«Чем хуже обстоятельства, тем лучше и естественнее Н. С ней 'био-канва' (с 19-го года) доведена до 30-го — т. е. до нового стихотворного периода».
«Сейчас вернулся от О., где долго работал над 1932 годом».
«По О. кончаю 1932 год. 1933 —1934 — пустяки по объему».
«Сейчас бесконечно изводит О. и тревожит текстология. А к вечеру такой усталый, что нет сил сидеть. Кипа тетрадей передо мной, но боюсь, что уберу их в чемодан и пока буду читать Волкова[31], это тоже общественно-полезное занятие».
Отказ Прокуратуры, возбужденное и упадочное состояние Осипа Мандельштама длительное молчание приревновавшей Лины Самойловны — все это создало перерыв в работе. Упоминания о занятиях становятся реже, последние письма посвящены ожиданию конкретного возвращения Рудакова в Ленинград.
«Очень много работал: посылаю тебе один листок с 'Волком', это единственное умыкание. Спрячь его. Интересный вариант последней строфы»[32].
«К твоему приезду текстология будет (надеюсь) закончена».
«Как мало мы с тобой ценили, что я так упорно и, в сущности, хорошо работал здесь литературно: сейчас как-то и следа этой силы не осталось. Углубляется это состояние и тем, что чистая текстология почти кончена, а на большее сейчас не способен».

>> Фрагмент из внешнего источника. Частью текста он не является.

PR #4560, opened 2026-06-11
fix(sync-service): drop duplicate relation messages before routing

robacourt:
Relation messages can be emitted by Postgres when tables autoanalyze and autovacuum. Previously we checked all shapes to see if the Relation message affected them, which scales O(n) with the number of shapes (taking approx 25ms with 20K shapes). This PR checks to see if the Relation message has actually changed, and only checks the shapes if it has, saving that expensive operation.

## Summary
- classify relation messages as new, unchanged, changed, or identity changed
- drop unchanged relation messages before shape routing so they do not call Filter.affected_shapes/2
- keep inspector cache cleanup and partition semantics

### DIFF
--- a/.changeset/drop-duplicate-relations.md
+++ b/.changeset/drop-duplicate-relations.md
@@ -1,0 +1,5 @@
+---
+"@core/sync-service": patch
+---
+
+Drop duplicate relation messages before shape routing when Postgres resends unchanged table metadata.
--- a/packages/sync-service/lib/electric/replication/shape_log_collector.ex
+++ b/packages/sync-service/lib/electric/replication/shape_log_collector.ex
@@ -633,9 +633,7 @@ defmodule Electric.Replication.ShapeLogCollector do
   end
 
   defp handle_relation(state, rel) do
-    OpenTelemetry.add_span_attributes("rel.is_dropped": false)
-
-    {updated_rel, tracker_state} =
+    {relation_status, updated_rel, tracker_state} =
       AffectedColumns.transform_relation(rel, state.tracked_relations)
 
     # PG doesn't send all the details in the relation message (in particular, nullability), but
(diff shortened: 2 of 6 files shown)


erik-the-implementer:
> [!NOTE]
> This review was generated by Claude on request by @alco.

Dropping `:unchanged` relation messages is only safe under one invariant: the tracker state in `tracked_relations` is always consistent with the stored identity of every live shape. Routing "unchanged" relations through `Filter.affected_shapes/2` was never a no-op by accident — it was the recovery mechanism for when that invariant breaks. Each shape compared *its own* `root_table_id` / name / column count against the message, so a shape that missed an earlier relation change got terminated on the next (identical) message. This PR removes that net, and there are two concrete windows where the invariant breaks:

**1. Retry after `connection_not_available` (in-memory tracker advanced too early)**

`tracked_relations` is committed into state (`shape_log_collector.ex:653`) *before* `Partitions.handle_relation/2`. When that returns `{:error, :connection_not_available}`, the error path returns the already-advanced state, and the replication client retries the same event (`replication_client.ex:371-380`). On retry the relation matches the tracker → `:unchanged` → dropped. A real schema change never reaches consumers.

**2. Restart with the early-persisted tracker (not fixed by addressing #1 alone)**

`PersistentReplicationState.set_tracked_relations/2` persists the advanced tracker *before* partition handling and *before* `publish/2`. That ordering is pre-existing, but it used to be harmless precisely because unchanged relations were still routed. Now:

- a `:changed` relation arrives → tracker persisted → Electric crashes/redeploys before consumers process the publish (or the handler errors and the stack restarts during the retry window — the `:DOWN` retry path in `replication_client.ex` shows handler crashes are expected and retried);
- on restart, shapes reload stale, the tracker reloads already containing the new relation (`shape_log_collector.ex:229`);
- PG re-sends the relation message on the new session → matches persisted tracker → `:unchanged` → dropped.

The stale shapes (select-all shape with old column count, shape on a renamed table, …) are never terminated and keep serving the wrong schema until the next actual schema change. Previously this exact sequence self-healed via the per-shape recheck.

**Fix**

Commit the tracker — both in-memory and persisted — only after `Partitions.handle_relation/2` succeeds *and* `publish/2` returns (publish is synchronous per dependency layer, so this is a straightforward reorder):

```elixir
case Partitions.handle_relation(state.partitions, updated_rel) do
  {:ok, partitions} ->
    state = %{state | partitions: partitions}

    with {:ok, state} <- publish_relation(state, updated_rel, relation_status) do
      :ok =
        PersistentReplicationState.set_tracked_relations(
          tracker_state,
          state.persistent_replication_data_opts
        )

      {:ok, %{state | tracked_relations: tracker_state}}
    end

  {:error, :connection_not_available} ->
    {{:error, :connection_not_available}, state}
end
```

This makes the failure direction safe: a crash after publish but before persist means the relation re-classifies as `:changed` on replay and is re-routed — redundant but harmless — instead of silently dropped.

**Tests**

Both windows are currently uncovered, and they're exactly where this PR changes recovery semantics:

- have `Partitions.handle_relation/2` return `{:error, :connection_not_available}` for a changed relation, re-send it, assert it *is* routed;
- persist a changed relation into `PersistentReplicationState`, restart the collector with shapes whose stored identity predates the change, re-send the same relation message, assert the affected shape is terminated.

(For the record: the steady-state optimization itself is sound. Info that's missing from relation messages entirely — nullability etc. — was never detectable by the shape recheck anyway; that's handled by `Inspector.clean/2`, which this PR correctly preserves for the `:unchanged` case.)

robacourt:
Addressed the tracker-ordering review feedback in b96a3a90d.

Changes:
- tracked_relations is no longer persisted or installed in memory before partition handling and relation publish complete.
- On :connection_not_available, the collector returns the original tracker state so the retry reclassifies changed relations correctly.
- Added regression coverage for retry after partition inspection failure and for not persisting a changed relation before routing completes.

Reran:
- mix test test/electric/replication/shape_log_collector_test.exs
- mix test test/electric/replication/shape_log_collector/affected_columns_test.exs
- mix test test/electric/shapes/consumer_test.exs
- git diff --check && git diff --cached --check

alco (approved):

PR #267, opened 2024-02-05
Ensure correct build order (samples AFTER extensions)

jmartisk:
I've seen some failures (during a parallel build) due to wrong build order - the `parent.relativePath` of samples has to point at an exact pom.xml, otherwise it doesn't make sure that all extensions are built before samples


geoand (approved):
Thanks!

jmartisk:
@gsmet I don't get an error from Maven even if I set it to complete nonsense (I do get an error in IntelliJ in both cases though). But yeah adding deployment artifacts is probably a good idea, I'll do it

gsmet:
I'm not sure if you get an error if your parent is in the local repo.

PR #272, opened 2024-02-06
Update Options.java

markusfindenig:
Parameter seed added


markusfindenig:
Parameter seed added

geoand:
Thanks for this!

For the change to be meaningful, `OllamaRecorder` and `Langchain4jOllamaConfig` should also be updated

markusfindenig:
Ok, i have it added

PR #275, opened 2024-02-07
Bump to LangChain4j 0.27.1

geoand:
In the future we'll also have to transition to using `retrievalAugmentor` instead of `retriever` in `@RegisterAiService`, but let's not hold up a new release for that

### DIFF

«Тетрадь уже раскрыта… буду работать… Занимаюсь 'Разговором о Данте' (собственно 'о Мандельштаме' — т. е. Данта там нет — очень мало, если есть)».
«Сейчас лег рано (нет 12). На стуле рядом Оськин 'Дант', его прочитываю, строятся к нему примечания. А насколько мне было бы легче это в живой беседе, в разговоре. С ним это немыслимо. Даже на Гришку был бы рад».
«С О. даже литераторствовали: записывал о нем суждения современников — в эпиграмматических локальных фразах — забавно».
«С рукописями решили так: я отдаю сейчас отработанную часть, остальное проездом оставлю в Москве. Отдал 1908—1924. А поездка отложилась».
«Вчера по традиции был с ними весь день — сюда включились отправка багажом их вещей, отобрание мною еще кое-каких бумаг, его пометки и подписи на некоторых материалах (в частности, на 'Камне' 1913 года). В записях, что получил от них,— несколько Надькиных упоминаний обо мне (о нашей с О. полемике, время — сентябрь 1935). Вообще сделано все, чтобы документальных доказательств моей роли не осталось».
«…В письме, данном для матери Надин, — просьба дать мне его (О. Э.) старые фотокарточки. Это и вчерашний Дант — просто чудные достижения… В Москве забрать можно нужные бумаги. И это, и общий тон встречи оставят лучшее, а не худшее ощущение».
Осенью Осип Эмильевич посылает Рудакову свое доверительное дружеское письмо из Задонска (см. выше, № 13).
Надежда Мандельштам описывает дружескую поддержку, оказанную Рудаковым Мандельштамам в 1937 году в Москве. Описана в «Воспоминаниях» Надежды Мандельштам. Тогда же, по словам Н. И. Харджиева, Осип Эмильевич представил ему Рудакова, светясь отцовской нежностью. «Я продиктовал ему 'ключ' ко всем моим стихам», — объявил он и удовлетворенно закивал головой при напоминании Николая Ивановича о единственном предшественнике Мандельштама в этом жанре — Г. Р. Державине. Рассказывая об этой встрече, Николай Иванович добавил: «Оба они — и Мандельштам и Рудаков — выглядели так, как будто их связывает какая-то радостная тайна».
Увы! «Ключ», стоивший стольких трудов, восторгов и ссор, пропал. Утрачена и биографическая канва, составленная Надеждой Яковлевной, ее записи.
Зато в авторском экземпляре «Стихотворений» 1928 года остались поправки, сделанные в результате пересмотра, затеянного совместно с Рудаковым. Они сделаны Осипом Эмильевичем тушью, несомненно взятой из рук Рудакова (его любимая принадлежность письма) Неизвестно, осуществилась ли задуманная Рудаковым «Тетрадь № 2». Но для неё содержится богатый, хотя и сырой, материал в письмах Рудакова. Просачиваются в них и некоторые элементы «ключа». Попытаемся же собрать их воедино.